The Age of the Cast Undercuts the Production
Gary F. Taylor | Biloxi, MS USA | 10/22/2002
(3 out of 5 stars)
"This version of Shakespeare's ROMEO AND JULIET was very famous in its day, and a number of critics that I greatly admire continue to praise it even now. But I must sound a dissenting note: although it has its charms, I personally found the film somewhat difficult to sit through due to the age of the cast. On the stage, Shakespeare's star-crossed lovers are usually played by mature actors in full command of both Shakespearean language and their own art, and the physical distance between the stage and the audience allows the cast to create the illusion of youth. But the camera is merciless, particularly in close up, and this film production presents us with the middle-aged Leslie Howard, Norma Shearer, John Barrymore, and Basil Rathbone in roles that would be better served on the screen by much younger players.To give the cast its due, several of the stars fought tooth and nail against making the film--most notably Leslie Howard, who even went so far as give press interviews stating that he was much too old to play Romeo in a screen production. When forced into the production by contractual obligation, Howard and his counterparts gave it their all, but sad to say the camera did not lie: they were indeed too old. Although some viewers are able to suspend disbelief to accept the stars in such youthful roles, I myself could not. I found it occasionally absurd, but more often embarassing, with the famous balcony a case in point. All of this might be forgiven if the stars actually generated any sense of passion, but they do not--and it is really here that their ages tell, for instead of the white-hot passions of youth that lead to disaster we have instead a gentle love story with an unhappy ending. Still, the film really is pretty to look at--it has an engraved quality in its glossy black and white--and if you close your eyes, you can enjoy the 'grand manner' readings, which is a great deal more than one can say for most cinematic Shakespearean interpretations. There is also Edna May Oliver's performance, and she is excellent in the role of Juliet's babbling nurse.Fans of this film's stars will no doubt wish to add it to their library, and those interested in seeing how Hollywood approached Shakespeare in the 1930s will enjoy seeing it at least once--but I would hesitate to recommend this film to any one outside that circle. Most viewers will be happier with the later Franco Zefferilli version."
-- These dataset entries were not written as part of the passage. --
PR #969, opened 2024-04-07
Improve profiling with gpu tracing

awni:
A few things:

- Python bindings for the metal tracing function so we can trace from Python
- Improve the docs a bit
- Change the behavior of putting one command per buffer in "MLX_METAL_DEBUG" mode because it messes with the performance characteristics of the program.
- Refactor `metal.h` into a front-end API and put the implementation stuff in `metal_impl.h`


jagrit06 (approved):
LGTM 🚀

PR #1359, opened 2024-08-25
Fix ternary for large arrays

awni:
- Use the vector specialization of ternary when all the inputs have the same contiguity.
- Fix the 2D dispatch
- Add input donation


angeloskath (approved):
Looks great!

PR #1360, opened 2024-08-25
int() and float() for mx.array

barronalex:
Make size 1 `mx.array`s work with `int()` and `float()`.

### DIFF
--- a/python/src/convert.cpp
+++ b/python/src/convert.cpp
@@ -160,6 +160,10 @@ nb::ndarray<> mlx_to_dlpack(const array& a) {
 }
 
 nb::object to_scalar(array& a) {
+  if (a.size() != 1) {
+    throw std::invalid_argument(
+        "[convert] Only length-1 arrays can be converted to Python scalars.");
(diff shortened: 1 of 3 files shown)


python/src/convert.cpp
```diff
@@ -160,6 +160,10 @@ nb::ndarray<> mlx_to_dlpack(const array& a) {
 }
 
 nb::object to_scalar(array& a) {
+  if (a.size() != 1) {
+    throw std::invalid_argument(
+        "[convert] Only length-1 arrays can be converted to Python scalars.");
+  }
```
awni, line 166: I think the call to `.item` would already raise an error in that case so this is redundant. But maybe your intnetion was a nicer error message? (which I think it is).

awni (approved):
Looks great, thanks!

python/src/convert.cpp
barronalex: I didn't realize, but the error is a bit nicer so I guess it stays :)

PR #1361, opened 2024-08-26
Fix extension metal library finding

awni:
I broke this in https://github.com/ml-explore/mlx/pull/1310.. didn't catch the library path finding was dependent on the way the function was linked 😅 .


barronalex (approved):
Looks good!

PR #1366, opened 2024-08-27
Adds send/recv ops in distributed

angeloskath:
As title.

### DIFF
--- a/mlx/distributed/no_distributed.cpp
+++ b/mlx/distributed/no_distributed.cpp
@@ -34,8 +34,8 @@ Stream communication_stream() {
 
 void all_sum(Group group, const array& input, array& output) {}
 void all_gather(Group group, const array& input, array& output) {}
-void send(Group group, const array& input, int dst);
-void recv(Group group, array& out, int src);
+void send(Group group, const array& input, int dst) {}
+void recv(Group group, array& out, int src) {}
 
 } // namespace detail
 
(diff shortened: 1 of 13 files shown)


python/src/distributed.cpp
```diff
@@ -121,4 +122,88 @@ void init_distributed(nb::module_& parent_module) {
...
+      "x"_a,
+      "dst"_a,
+      nb::kw_only(),
+      "group"_a = nb::none(),
+      "stream"_a = nb::none(),
+      nb::sig(
+          "def send(x: array, dst: int, *, group: Optional[Group] = None, stream: Union[None, Stream, Device] = None) -> array"),
+      R"pbdoc(
+        Send an array from the current process to the process that has rank
+        ``dst`` in the group..
```
awni, line 138: Nit extra `.`

awni (approved):
Looks great!

mlx/distributed/no_distributed.cpp
```diff
@@ -34,6 +34,8 @@ Stream communication_stream() {
 
 void all_sum(Group group, const array& input, array& output) {}
 void all_gather(Group group, const array& input, array& output) {}
+void send(Group group, const array& input, int dst);
+void recv(Group group, array& out, int src);
```
awni, line 38: I think those need `{}` to fix the linking errors.

awni:
Oh also we should add them to the doc https://github.com/ml-explore/mlx/blob/main/docs/src/python/distributed.rst

PR #1368, opened 2024-08-27
Make eval just wait if all arrays are scheduled

angeloskath:
Makes sure that `eval` simply waits for arrays to be ready if they are already scheduled instead of scheduling a synchronizer task.

I wasn't able to make a simple test that showcases the issue but as @davidkoski found out during generation if we use `mx.eval(y)` instead of `y.item()` we get a slowdown which this PR fixes.


awni (approved):
Looks great, thanks for the fix!

PR #1369, opened 2024-08-28
Even Faster I/O

awni:
A couple benchmarks on M2 Ultra:

Bench | Pre | Post |
---- | ---- | ---- |
Loading 4-bit Gemma 27B | 2.15 s | 1.47 s |
Genrating with Flux | 8.93 s | 7.14 s |

Benchmarks on M1 Max:

Bench | Pre | Post |
---- | ---- | ---- |
Mistral 7B 16-bit | 2.73 | 2.05
Llama 8B 4bit | 0.64 | 0.42 |
Flux | 29.0 | 22.4 

Gemma benchmark:

```python
model, tokenizer = load("mlx-community/gemma-2-27b-it-4bit", lazy=True)
tic = time.time()
mx.eval(model)
toc = time.time()
print(toc - tic)
```

Flux benchmark:

```
diffusionkit-cli --model-version FLUX.1-schnell --prompt "A cat samurai" --steps 4
```

### DIFF
--- a/mlx/backend/common/load.cpp
+++ b/mlx/backend/common/load.cpp
@@ -33,8 +33,7 @@ void Load::eval(const std::vector<array>& inputs, array& out) {
   assert(inputs.size() == 0);
   out.set_data(allocator::malloc_or_wait(out.nbytes()));
 
-  reader_->seek(offset_);
-  reader_->read(out.data<char>(), out.nbytes());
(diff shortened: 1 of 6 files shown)


angeloskath (approved):
Looks great. I changed `readfn` to account for the fact that `pread` like `read` may read less bytes than what was requested, let me know if it is too verbose, otherwise merge at will.

PR #1372, opened 2024-08-28
Async load

awni:
This uses the same trick as the comms to put Load ops in their own stream.

A simple benchmark shows that this can enable pipelining Loading with GPU work:

Bench | Pre | Post |
---- | --- | --- |
op_and_load | 12.26343 msec | 6.74928 msec
op | 6.50007 msec | 6.48391 msec
load | 4.63016 msec | 4.60564 msec

The code for the benchmark:

```python
import mlx.core as mx
import time

def time_fn(fn, *args, **kwargs):
    print(f"Timing {fn.__name__} ...", end=" ")

    # warmup
    for _ in range(5):
        mx.eval(fn(*args, **kwargs))

    num_iters = 100
    tic = time.perf_counter()
    for _ in range(num_iters):
        x = mx.eval(fn(*args, **kwargs))
    toc = time.perf_counter()

    msec = 1e3 * (toc - tic) / num_iters
    print(f"{msec:.5f} msec")

def op_and_load(x, y):
    z = x @ y
    a = mx.load("model.safetensors")["a"]
    return z + a

def op(x, y):
    return x @ y

def load():
    return mx.load("model.safetensors")


n = 4096
#a = mx.random.uniform(shape=(n, n))
#mx.save_safetensors("model.safetensors", {"a": a})
x = mx.random.uniform(shape=(n, n))
y = mx.random.uniform(shape=(n, n))

time_fn(op_and_load, x, y)
time_fn(op, x, y)
time_fn(load)
```

### DIFF
--- a/mlx/backend/common/load.cpp
+++ b/mlx/backend/common/load.cpp
@@ -5,10 +5,8 @@
 #include <utility>
 
 #include "mlx/allocator.h"
-#include "mlx/io/load.h"
+#include "mlx/backend/common/load.h"
 #include "mlx/primitives.h"
-
-namespace mlx::core {
 
 namespace {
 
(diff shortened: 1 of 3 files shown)


angeloskath (approved):
🚀

PR #1373, opened 2024-08-28
Fix JIT reductions

barronalex:
Looks like we broke the JIT when we updated the reductions recently.

I added the python tests with JIT enabled to CI so this is more obvious next time. Hopefully it doesn't slow down the dev cycle too much.


angeloskath (approved):
Thank you for fixing this!

It looks perfect to me, let's merge after the tests pass.

PR #1374, opened 2024-08-29
Even Even Faster IO

awni:
A couple changes:

- Add static io in the thread pool. The GPU load now submits to this thread pool. In order to keep the event signaling in the correct order, the tasks from this thread pool are waited on in the io stream before signaling the GPU.
- Make the parallel file reader static to protect against the now potential situation with lots of files simultaneously being read creating an explosion of threads. 
- The maximum number of active threads (from thread pools) is now 8 - 4 for each of the inner and out thread pools.

M2 Ultra:

Bench | 0.17.1 | Main | Post
--- | ---- | --- | ---
4-bit Gemma 27B | 2.20 | 1.47 | 0.75 |
Flux Generation | 8.61 |   7.08 | 6.53

M1 Max:

Bench | 0.17.1 | Main | Post
--- | ---- | --- | ---
4-bit Llama 8B | 0.64 | 0.46 | 0.26

### DIFF
--- a/mlx/backend/metal/primitives.cpp
+++ b/mlx/backend/metal/primitives.cpp
@@ -202,15 +202,18 @@ void Load::eval_gpu(const std::vector<array>& inputs, array& out) {
   static Stream io_stream = new_stream(Device::cpu);
   out.set_data(allocator::malloc_or_wait(out.nbytes()));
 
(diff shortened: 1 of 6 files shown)


angeloskath (approved):
🚀

PR #1376, opened 2024-08-29
Patch bump

angeloskath:
As title. There is quite a few stuff probably doesn't warrant a full release though

- Fast IO
- GPU waits on comms
- pinv
- send/recv
- JIT reduction fix
- MetalKernel headers

and probably more.


awni (approved):
🚀

PR #1379, opened 2024-08-30
Fix overflow in quantize/dequantize

barronalex:
Resolves https://github.com/ml-explore/mlx-examples/issues/967

Doesn't seem to make any speed difference when quantizing an 8B model:

Before: 1.62 sec
After: 1.60 sec


awni (approved):
Thanks for tracking that down!!

PR #1381, opened 2024-08-30
Fix compile with byte sized constants

awni:
Printing the `uint8` and `int8` directly to the string stream produces badly formatted constants which don't compile, e.g.

```
  auto tmp_C = static_cast<int8_t>(<U+0003>);
```

This fixes that.


angeloskath (approved):
Thanks for the fix!

PR #1385, opened 2024-08-31
Support for 1D and 2D grid in mx.fast.metal_kernel

jeethu:
## Proposed changes

This change allows using metal kernels with 1D and 2D grids, in addition to 3D grids. Previously, `grid` and `threadgroup` argument had to be 3 element tuples of integers. With this change, they can be one of `int` (1D), `tuple[int, int]` (2D) and `tuple[int, int, int]` (3D).

## Checklist

### DIFF
--- a/mlx/fast.cpp
+++ b/mlx/fast.cpp
@@ -1011,7 +1011,7 @@ void write_signature(
       {"threadgroups_per_grid", grid_dtype},
       {"threads_per_grid", grid_dtype},
       {"threads_per_simdgroup", "uint"},
-      {"thread_per_threadgroup", grid_dtype},
+      {"threads_per_threadgroup", grid_dtype},
   };
   std::vector<std::pair<std::string, std::string>> attrs;
   for (const auto& [attr, dtype] : metal_attributes) {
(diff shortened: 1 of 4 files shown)


angeloskath:
Although nice, I don't necessarily see the reason as one can simply pass the tuple as follows `(N, 1, 1)` or of course `(N, M, 1)`. Subsequently in the kernel you can access just the `.x` member or the `.xy` swizzle.

Is there something that is not possible with the above?

angeloskath:
@jeethu is there something I missed? Do you think we need the 1D and 2D grid capability?

jeethu:
> @jeethu is there something I missed? Do you think we need the 1D and 2D grid capability?

I'd written this to port a few old of my old 1D and 2D metal kernels for use with MLX without changing the kernel source. Your suggestion does sound reasonable. Happy to close this PR, if you think it introduces too much of a maintenance overhead.

Also, there's a [minor typo](https://github.com/ml-explore/mlx/blob/main/mlx/fast.cpp#L975) fix (`s/thread_per_threadgroup/threads_per_threadgroup/`) in this PR that should probably go in another change.

PR #1387, opened 2024-09-01
add std as method

### LINKED ISSUE #1386: mx.std() doesn't exist?   [BUG]
**Describe the bug**
mx.std() doesn't exist?

**To Reproduce**
```python
import mlx.core as mx
mx.array([1,2,3]).std()
```
AttributeError: 'array' object has no attribute 'std'

**Expected behavior**
https://ml-explore.github.io/mlx/build/html/python/_autosummary/mlx.core.std.html

 - OS Version: MacOS 14.1.2
 - Version 0.17.2

**Additional context**
```python
mx.array([1,2,3]).var().sqrt() # works for now
```

awni:
- Add std as method to array, close #1386

### DIFF
--- a/docs/src/python/array.rst
+++ b/docs/src/python/array.rst
@@ -53,8 +53,9 @@ Array
     array.sqrt
     array.square
     array.squeeze
-    array.swapaxes
+    array.std
     array.sum
+    array.swapaxes
     array.transpose
     array.T
     array.var
--- a/docs/src/python/ops.rst
+++ b/docs/src/python/ops.rst
@@ -78,6 +78,7 @@ Operations
    hadamard_transform
    identity
    inner
+   isfinite
    isclose
    isinf
    isnan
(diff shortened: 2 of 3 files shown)


bhargavyagnik:
We could also update tests for all ops in the test_array.py
https://github.com/ml-explore/mlx/blob/58dca7d8464d6ce25f0fd94eb3ece4cc0c119632/python/tests/test_array.py#L1426

I did a small check, 
`
not_in_ops = [
    "abs",
    "conj",
    "cummax",
    "cummin",
    "cumprod",
    "cumsum",
    "diag",
    "diagonal",
    "flatten",
    "log10",
    "log2",
    ("moveaxis",1,2),
    "round",
    "split",
    "squeeze",
    ("swapaxes",1,2),
    "std"
]`
these many are missing. If you want, I can add in this PR or create a different PR for it.

angeloskath (approved):
👍

PR #1389, opened 2024-09-02
Fix reduce edge case

angeloskath:
There is currently a bug when reducing an axis that is a transposed singleton axis and the axis just before that.

Basically the following:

J. de Baun | Atlanta, GA | 08/14/2007
(4 out of 5 stars)
"Visually - this is one of the best looking black and white period films I've ever seen. The photography, costumes and sets are spectacular. Norma Shearer and Leslie Howard are too old for their roles and were not Shakespearean actors, but are better than most Hollywood actors in classical parts. It was common during this era for older actors to play these roles on stage. John Barrymore stands out from the rest. I've only seen this on VHS, but the DVD transfer should be sharp and clear."